>>>>>

PR #1420, opened 2021-05-21
Bump to Metro 0.66

NickGerleman:
Summary:
---------

~1. Run `lerna version 6.0.0` to bump all package versions. This number is chosen instead of prerelease to avoid needing a new bump once no longer prerelease.~ (reverted)
2. Bump Metro to 0.66
3. A best effort scan for other dependencies where we should ideally align.

## Required after this PR
1. Tag this commit with v6.0.0 (do not locally have permissions)
2. lerna publish
3. Use this version in RN 0.65-stable + master

Test Plan:
----------

CLI version change should not have runtime affect. Developers in the RNW repo have been using metro 0.66 via resolution.


grabbou:
Looks good. We would normally do the version bump separately from Metro release, so that we can have all the tags created on Github project as well. Would it be possible to revert that particular commit and keep it only to Metro release changes?

grabbou (approved):

NickGerleman:
> Looks good. We would normally do the version bump separately from Metro release, so that we can have all the tags created on Github project as well. Would it be possible to revert that particular commit and keep it only to Metro release changes?

Sure, I can separate this to just the Metro dependency bump. I just noticed that there's also a branch per major version.

We should maybe reverse the order though, where we bump/branch before the metro change. The metro change is breaking, so we don't want in in 5.0.

NickGerleman:
@grabbou this PR is now isolated to the Metro bump.

I do not have RNC permissions, so I will probably need some assistance with version cutting/tagging, merging the change.

thymikee (approved):

thymikee:
Thank you Nick!

Issue #1418, opened 2021-05-20
Why doesn't this CLI let me create a new project in an existing, empty directory?


Pika-Pool:
## Ask your Question

When i run this command: `npx react-native init --directory . --skip-install awesomeproject`, I get the error `error Error occurred while trying to create project directory.` Note that the '.' directory is completely empty

I checked the code and it seems the cli only checks if the directory already exists, and if it does,  error is thrown [here](https://github.com/react-native-community/cli/blob/121916fca2d85d808862d10b75b787a82f683d62/packages/cli/src/commands/init/init.ts#L44)

But in create-react-app, you can just specify the directory, the command works, as long as package.json does not exist, even if the directory does.

Is there are particular reason react-native does this? If not, I think the CRA way is better and I would love to implement it in this CLI

Pika-Pool:
ok, I'll work on this then. It'll be great if you could clarify a few things for me

- whats the diff between `/package/cli/src/commands/init.ts` and `/package/cli/src/commands/initCompat.ts`?
- in what order are these files executed?
- and which file do i make the changes for this issue?

This is the workflow in my mind. 
- There are 3 scenarios for the command line arguments:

<<<<<

Give back exactly the lines above starting at the line where "3. Use this" appears and ending at the line where "When i run this" appears, both included, with no other lines.

# [COMPLETED EXERCISE]
3. Use this version in RN 0.65-stable + master

Test Plan:
----------

CLI version change should not have runtime affect. Developers in the RNW repo have been using metro 0.66 via resolution.


grabbou:
Looks good. We would normally do the version bump separately from Metro release, so that we can have all the tags created on Github project as well. Would it be possible to revert that particular commit and keep it only to Metro release changes?

grabbou (approved):

NickGerleman:
> Looks good. We would normally do the version bump separately from Metro release, so that we can have all the tags created on Github project as well. Would it be possible to revert that particular commit and keep it only to Metro release changes?

Sure, I can separate this to just the Metro dependency bump. I just noticed that there's also a branch per major version.

We should maybe reverse the order though, where we bump/branch before the metro change. The metro change is breaking, so we don't want in in 5.0.

NickGerleman:
@grabbou this PR is now isolated to the Metro bump.

I do not have RNC permissions, so I will probably need some assistance with version cutting/tagging, merging the change.

thymikee (approved):

thymikee:
Thank you Nick!

Issue #1418, opened 2021-05-20
Why doesn't this CLI let me create a new project in an existing, empty directory?


Pika-Pool:
## Ask your Question

When i run this command: `npx react-native init --directory . --skip-install awesomeproject`, I get the error `error Error occurred while trying to create project directory.` Note that the '.' directory is completely empty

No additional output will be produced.